PR #3397, opened 2026-07-13
fix(soa): apply the fully-remote physical-control rule consistently

tofikwest:
## Summary

Follow-up to #3395, addressing the automated review on the merged SoA change.

A fully remote organization's physical-security (**7.x**) controls are **Not Applicable**. That rule is enforced at generation time (auto-fill persists `isApplicable = false`) and the field is edit-locked — but the on-screen SoA and the PDF export did **not** apply it when no answer was persisted yet. On a freshly created SoA, those controls could render as **Applicable/N/A** and **disagree between screen and export**.

This applies the rule **identically** in both places:
- `resolveSoaDisplay` (screen) forces Not Applicable for fully-remote 7.x controls.
- `exportDocument` applies the same rule (via `checkIfFullyRemote` + `isPhysicalSecurityControl`).

So a fully remote org always sees Not Applicable for physical-security controls **everywhere**, even before auto-fill has persisted it — screen and PDF stay in agreement.

## Changes
- `soa-display.ts`: enforced fully-remote 7.x rule restored (applied consistently, not a display-only override).
- `SOATableRow` / `SOAMobileRow`: pass `isFullyRemote`/`isControl7` through.
- `soa.service.ts` `exportDocument`: apply the same rule so the PDF matches the screen.
- Tests added for both the display helper and the export path.

## On the reviewer's other note (legacy applicability shows N/A)
Documents generated before #3395 don't have a per-answer applicability value, so they show **N/A** until re-generated. This is intentional: the legacy value isn't reliably recoverable from stored data, so surfacing N/A (and regenerating via Auto-fill) is correct rather than backfilling an unreliable value. This is a one-time data-remediation step handled outside this PR — not a code change.

## Testing
- `apps/api`: `npx jest src/soa` — 62 passing (incl. a new export test asserting fully-remote 7.x is forced Not Applicable).
- `apps/app`: `npx vitest run .../statement-of-applicability` — 13 passing (incl. the fully-remote display case).
- Typecheck: no new errors in touched files.

---
## Summary by cubic
Apply the fully-remote physical-security rule consistently across the SoA UI and PDF: for fully-remote orgs, all 7.x controls are forced to Not Applicable and always show the standard remote justification. Fixes screen/export mismatches on new SoAs and prevents stale or cross-org text in those justifications (partially addresses Linear CS-731).

- **Bug Fixes**
  - Enforced the rule in `resolveSoaDisplay`; `SOATableRow`/`SOAMobileRow` now pass `isFullyRemote` and `isControl7`.
  - In `SOAService.exportDocument`, used `checkIfFullyRemote` + `isPhysicalSecurityControl`; when forced, set `isApplicable = false` and used the standard remote rationale for both `answer` and `justification`, overriding any persisted text.
  - Added tests for UI and export, including overriding stale justifications and leaving non‑7.x controls unchanged.

<sup>Written for commit e01fc748668b2516d1d4226c226d23de38e47d10. Summary will update on new commits.</sup>

<a href="https://cubic.dev/pr/trycompai/comp/pull/3397?utm_source=github" target="_blank" rel="noopener noreferrer" data-no-image-dialog="true"><picture><source media="(prefers-color-scheme: dark)" srcset="https://www.cubic.dev/buttons/review-in-cubic-dark.svg"><source media="(prefers-color-scheme: light)" srcset="https://www.cubic.dev/buttons/review-in-cubic-light.svg">Review in cubic</picture></a>

### DIFF
--- a/apps/api/src/soa/soa.service.spec.ts
+++ b/apps/api/src/soa/soa.service.spec.ts
@@ -643,6 +643,13 @@ describe('SOAService', () => {
         },
         approver: null,
         answers: [
+          // A stale justification persisted before the org went remote — must
+          // NOT leak into the forced Not Applicable output.
+          {
+            questionId: 'q-phys',
+            answer: 'We maintain physical access controls at our office',
+            isApplicable: true,
+          },
           { questionId: 'q-other', answer: 'Our own 5.1 justification', isApplicable: true },
         ],
       });
@@ -654,9 +661,12 @@ describe('SOAService', () => {
       const other = passedQuestions.find((q) => q.id === 'q-other');
 
       // Fully remote + 7.x → forced Not Applicable with the remote justification,
-      // even though this org has no persisted answer for it.
+      // overriding the stale persisted answer.
       expect(phys?.columnMapping.isApplicable).toBe(false);
       expect(phys?.columnMapping.justification).toBe(
+        'This control is not applicable as our organization operates fully remotely.',
+      );
+      expect(phys?.answer).toBe(
         'This control is not applicable as our organization operates fully remotely.',
       );
       // Non-physical controls are unaffected and use the org's own answer.
--- a/apps/api/src/soa/soa.service.spec.ts
+++ b/apps/api/src/soa/soa.service.spec.ts
@@ -7,6 +7,7 @@ import {
 import { db } from '@db';
 import { SOAService } from './soa.service';
 import { generateSOAExportFile } from './utils/export-generator';
+import { checkIfFullyRemote } from './utils/soa-storage';
 
 jest.mock('@db', () => ({
   db: {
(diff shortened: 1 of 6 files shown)


tofikwest:
Fixed in e01fc7486 — both paths now use the remote rationale unconditionally for forced-remote 7.x controls.

One clarification on the framing: the persisted `SOAAnswer.answer` is per-organization **clean** — the cross-tenant contamination only ever lived in the shared config, which this work stopped reading. So the persisted value here isn't another org's text. **But the fix is still correct:** these controls are edit-locked and forced to Not Applicable, so a persisted justification written *before* the org went remote (their own, but now stale — e.g. "we maintain physical access controls at our office") would contradict the Not Applicable status. Using `FULLY_REMOTE_JUSTIFICATION` unconditionally on both the screen (`resolveSoaDisplay`) and the export keeps the output internally consistent.

Tests updated on both paths to assert a stale persisted justification is overridden by the remote rationale (API SoA: 62 passing; app SoA: 13 passing).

--------------------------------------------------

■ Exercise ■
All of the entries above need to be reproduced exactly.

■ The answer ■
PR #3397, opened 2026-07-13
fix(soa): apply the fully-remote physical-control rule consistently

tofikwest:
## Summary

Follow-up to #3395, addressing the automated review on the merged SoA change.

A fully remote organization's physical-security (**7.x**) controls are **Not Applicable**. That rule is enforced at generation time (auto-fill persists `isApplicable = false`) and the field is edit-locked — but the on-screen SoA and the PDF export did **not** apply it when no answer was persisted yet. On a freshly created SoA, those controls could render as **Applicable/N/A** and **disagree between screen and export**.

This applies the rule **identically** in both places:
- `resolveSoaDisplay` (screen) forces Not Applicable for fully-remote 7.x controls.
- `exportDocument` applies the same rule (via `checkIfFullyRemote` + `isPhysicalSecurityControl`).

So a fully remote org always sees Not Applicable for physical-security controls **everywhere**, even before auto-fill has persisted it — screen and PDF stay in agreement.

## Changes
- `soa-display.ts`: enforced fully-remote 7.x rule restored (applied consistently, not a display-only override).
- `SOATableRow` / `SOAMobileRow`: pass `isFullyRemote`/`isControl7` through.
- `soa.service.ts` `exportDocument`: apply the same rule so the PDF matches the screen.
- Tests added for both the display helper and the export path.

## On the reviewer's other note (legacy applicability shows N/A)
Documents generated before #3395 don't have a per-answer applicability value, so they show **N/A** until re-generated. This is intentional: the legacy value isn't reliably recoverable from stored data, so surfacing N/A (and regenerating via Auto-fill) is correct rather than backfilling an unreliable value. This is a one-time data-remediation step handled outside this PR — not a code change.

## Testing
- `apps/api`: `npx jest src/soa` — 62 passing (incl. a new export test asserting fully-remote 7.x is forced Not Applicable).
- `apps/app`: `npx vitest run .../statement-of-applicability` — 13 passing (incl. the fully-remote display case).
- Typecheck: no new errors in touched files.

---
## Summary by cubic
Apply the fully-remote physical-security rule consistently across the SoA UI and PDF: for fully-remote orgs, all 7.x controls are forced to Not Applicable and always show the standard remote justification. Fixes screen/export mismatches on new SoAs and prevents stale or cross-org text in those justifications (partially addresses Linear CS-731).

- **Bug Fixes**
  - Enforced the rule in `resolveSoaDisplay`; `SOATableRow`/`SOAMobileRow` now pass `isFullyRemote` and `isControl7`.
  - In `SOAService.exportDocument`, used `checkIfFullyRemote` + `isPhysicalSecurityControl`; when forced, set `isApplicable = false` and used the standard remote rationale for both `answer` and `justification`, overriding any persisted text.
  - Added tests for UI and export, including overriding stale justifications and leaving non‑7.x controls unchanged.

<sup>Written for commit e01fc748668b2516d1d4226c226d23de38e47d10. Summary will update on new commits.</sup>

<a href="https://cubic.dev/pr/trycompai/comp/pull/3397?utm_source=github" target="_blank" rel="noopener noreferrer" data-no-image-dialog="true"><picture><source media="(prefers-color-scheme: dark)" srcset="https://www.cubic.dev/buttons/review-in-cubic-dark.svg"><source media="(prefers-color-scheme: light)" srcset="https://www.cubic.dev/buttons/review-in-cubic-light.svg">Review in cubic</picture></a>

### DIFF
--- a/apps/api/src/soa/soa.service.spec.ts
+++ b/apps/api/src/soa/soa.service.spec.ts
@@ -643,6 +643,13 @@ describe('SOAService', () => {
         },
         approver: null,
         answers: [
+          // A stale justification persisted before the org went remote — must
+          // NOT leak into the forced Not Applicable output.
+          {
+            questionId: 'q-phys',
+            answer: 'We maintain physical access controls at our office',
+            isApplicable: true,
+          },
           { questionId: 'q-other', answer: 'Our own 5.1 justification', isApplicable: true },
         ],
       });
@@ -654,9 +661,12 @@ describe('SOAService', () => {
       const other = passedQuestions.find((q) => q.id === 'q-other');
 
       // Fully remote + 7.x → forced Not Applicable with the remote justification,
-      // even though this org has no persisted answer for it.
+      // overriding the stale persisted answer.
       expect(phys?.columnMapping.isApplicable).toBe(false);
       expect(phys?.columnMapping.justification).toBe(
+        'This control is not applicable as our organization operates fully remotely.',
+      );
+      expect(phys?.answer).toBe(
         'This control is not applicable as our organization operates fully remotely.',
       );
       // Non-physical controls are unaffected and use the org's own answer.
--- a/apps/api/src/soa/soa.service.spec.ts
+++ b/apps/api/src/soa/soa.service.spec.ts
@@ -7,6 +7,7 @@ import {
 import { db } from '@db';
 import { SOAService } from './soa.service';
 import { generateSOAExportFile } from './utils/export-generator';
+import { checkIfFullyRemote } from './utils/soa-storage';
 
 jest.mock('@db', () => ({
   db: {
(diff shortened: 1 of 6 files shown)


tofikwest:
Fixed in e01fc7486 — both paths now use the remote rationale unconditionally for forced-remote 7.x controls.

One clarification on the framing: the persisted `SOAAnswer.answer` is per-organization **clean** — the cross-tenant contamination only ever lived in the shared config, which this work stopped reading. So the persisted value here isn't another org's text. **But the fix is still correct:** these controls are edit-locked and forced to Not Applicable, so a persisted justification written *before* the org went remote (their own, but now stale — e.g. "we maintain physical access controls at our office") would contradict the Not Applicable status. Using `FULLY_REMOTE_JUSTIFICATION` unconditionally on both the screen (`resolveSoaDisplay`) and the export keeps the output internally consistent.

Tests updated on both paths to assert a stale persisted justification is overridden by the remote rationale (API SoA: 62 passing; app SoA: 13 passing).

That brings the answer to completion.